WORK TO BE COMPLETED: Among the lines of the records, please find those that contain the word "exception" and copy them.

MATERIALS PROVIDED:
PR #4588, opened 2026-02-09
fix(logging): emit log without stack trace when exception is in disable_stack_trace

### LINKED ISSUE #4510: disable_stack_trace suppresses exception logging entirely instead of only stack traces
### Description

When using `StructLoggingConfig.disable_stack_trace` with the Structlog plugin, exceptions matching the configured HTTP status codes / exception classes are not logged at all — neither message nor stack trace.

From the docs I expected that only the stack trace would be suppressed, while a one‑line error log (e.g. with message, level, path) would still be emitted.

SOLUTION FOR THIS PROBLEM:
fix(logging): emit log without stack trace when exception is in disable_stack_trace
### LINKED ISSUE #4510: disable_stack_trace suppresses exception logging entirely instead of only stack traces
When using `StructLoggingConfig.disable_stack_trace` with the Structlog plugin, exceptions matching the configured HTTP status codes / exception classes are not logged at all — neither message nor stack trace.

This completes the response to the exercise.